Pound US Dollar (GBP/USD) Exchange Rate Slips on GDP, Brexit and Risk-Off Mood
The Pound US Dollar (GBP/USD) exchange rate slid today as a contraction in UK GDP and a risk-averse tone among markets dragged GBP/USD to a two-year low.
Tomorrow could potentially bring positive data for both currencies, so we may see the GBP/USD pair waver.
Pound (GBP) Tumbles as UK Economy Contracts
The Pound (GBP) slipped this morning following the UK’s latest GDP figures, which revealed an unexpected 0.3% contraction in April. Economists had expected the UK economy to grow by 0.1%.
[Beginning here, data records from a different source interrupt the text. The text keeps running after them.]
PR #1144, opened 2015-02-12
Switch over unit tests to assert_params_for_cmd2

jamesls:
This is a branch I've been working on every now and then which updates all tests such that nothing uses assert_params_for_cmd.  Instead anything that needs that type of assertion functionality instead uses assert_params_for_cmd2.  As a reminder:

* assert_params_for_cmd - This verified the serialized params sent to botocore's make_request.  This meant that we were also testing the serialization format of the particular protocol.
* assert_params_for_cmd2 - This tests at the `Operation.call` layer, i.e before it's serialized into the wire format.

### Why Switch?

This came about with the switch over to the normalized models, but the main reasons assert_params_for_cmd is going away is because:

* It shouldn't be the AWS CLI's concern to verify the wire protocol from a command.  We just need to ensure we're calling into botocore correctly and let botocore's test handle the verification of the wire protocol serialization.
* The assert_params_for_cmd could really only verify query services because anything that was rest-xml or json would need to be the request body as a string.  So some of the tests for s3 were verifying the built XML body.  These tests typically over-asserted their expectations such that changing the XML serialization slightly, despite being valid, would cause unnecessary unit test failures.

### Migration Plan

* Get this PR merged.
* Now that nothing depends on assert_params_for_cmd, we can remove the method entirely and rename assert_params_for_cmd2 back to assert_params_for_cmd
* Change to CamelCasing in the customizations where necessary.

As to that third point, some of the customizations (notably EC2) were written when `Operation.call` only accepted `snake_case` names.  Now that `CamelCasing` is supported, and in fact, is the only casing supported in botocore's clients, we need to update these customizations to be CamelCase.  This can wait until the switchover to clients, but I'd rather tackle this now to minimize the amount of work needed for the botocore client switchover.

cc @kyleknap @danielgtaylor

### DIFF
--- a/tests/unit/ec2/test_run_instances.py
+++ b/tests/unit/ec2/test_run_instances.py
@@ -26,20 +26,20 @@ class TestDescribeInstances(BaseAWSCommandParamsTest):
         args_list = (self.prefix + args).split()
         result = {
             'ImageId': 'ami-foobar',
-            'MaxCount': 1,
-            'MinCount': 1
+            'max_count': 1,
+            'min_count': 1
         }
-        self.assert_params_for_cmd(args_list, result)
+        self.assert_params_for_cmd2(args_list, result)
 
     def test_count_scalar(self):
         args = ' --image-id ami-foobar --count 2'
         args_list = (self.prefix + args).split()
         result = {
             'ImageId': 'ami-foobar',
-            'MaxCount': 2,
-            'MinCount': 2
+            'max_count': 2,
+            'min_count': 2
         }
-        self.assert_params_for_cmd(args_list, result)
+        self.assert_params_for_cmd2(args_list, result)
 
     def test_user_data(self):
         return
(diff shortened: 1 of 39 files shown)


tests/unit/ec2/test_run_instances.py
```diff
@@ -79,13 +79,15 @@ def test_block_device_mapping(self):
...
-            'BlockDeviceMapping.1.DeviceName': '/dev/sda1',
-            'BlockDeviceMapping.1.Ebs.VolumeSize': 20,
+            'BlockDeviceMappings': [
+                {'DeviceName': '/dev/sda1',
+                 'Ebs': {'VolumeSize': 20}},
+            ],
             'ImageId': 'ami-foobar',
-            'MaxCount': 1,
-            'MinCount': 1
+            'max_count': 1,
```
kyleknap: That's a weird format (consistency-wise). Botocore needs that argument as snake_casing?

jamesls: It accepts both in the Operation.call interface.  See the last paragraph in the PR description for more info.  The plan is to migrate these over eventually.

kyleknap: Cool

kyleknap:
Yeah looks good. :ship: Out of curiosity, how many more of these do we need to change?

jamesls:
You mean for switching over to assert_params_for_cmd2?  This should be all of them.

kyleknap:
Yeah, that is what I meant. And cool.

The 0.3% m/m fall in real GDP in April wasn’t as weak as it looks, but it nonetheless increases the chances that the economy is slipping into recession. This is unlikely to prevent the Bank of England from raising interest rates again on Thursday. https://t.co/MCQiPk9zx0 pic.twitter.com/ON9Mr3Vsjh
— Capital Economics UK (@CapEconUK) June 13, 2022
Although analysts have pointed out that the decline in the services sector was due to the end of the NHS test and trace scheme, the results are nonetheless worrying.
In addition, the UK’s proposed plans to scrap parts of the Northern Ireland protocol helped to push GBP/USD even lower.
The government will publish a controversial bill today that, if passed, would allow it to suspend parts of the protocol agreement. The EU has said that such actions would be unacceptable. Analysts are worried that the dispute could result in a damaging UK-EU trade war.
US Dollar (USD) Enjoys Risk-Averse Trade
Meanwhile, the safe-haven US Dollar (USD) is enjoying a risk-off market mood today and ongoing tailwinds from last week’s surprise rise in US inflation.
The American CPI came in hot on Friday, sparking fresh bets for aggressive action from the Federal Reserve. Markets had been speculating that the Fed would pause its tightening cycle. However, with inflation unexpectedly hitting a fresh 40-year high, rate rise bets are back on.
This has contributed to a bearish theme in markets as tighter policy from the Fed could weigh on the global economy.
Investors are also concerned about slowing economic growth elsewhere, including in the UK, and a fresh outbreak of Covid in China. Just weeks after Beijing lifted lockdown restrictions, China’s capital is having to reimpose some measures. Markets fear that this could further hamper growth in the world’s second-largest economy and disrupt supply chains. The downbeat mood is supporting USD.
Pound US Dollar Forecast: UK Unemployment Rate to Support Sterling?
Turning to tomorrow, the UK’s latest unemployment rate may offer the Pound some much-needed support. Forecasters expect the unemployment rate to fall from 3.7% to 3.6%, indicating that – despite the UK’s economic headwinds – the labour market remains strong.
For USD, the latest US PPI is in focus. After US inflation exceeded forecasts last week, a hotter-than-expected PPI could boost the ‘Greenback’.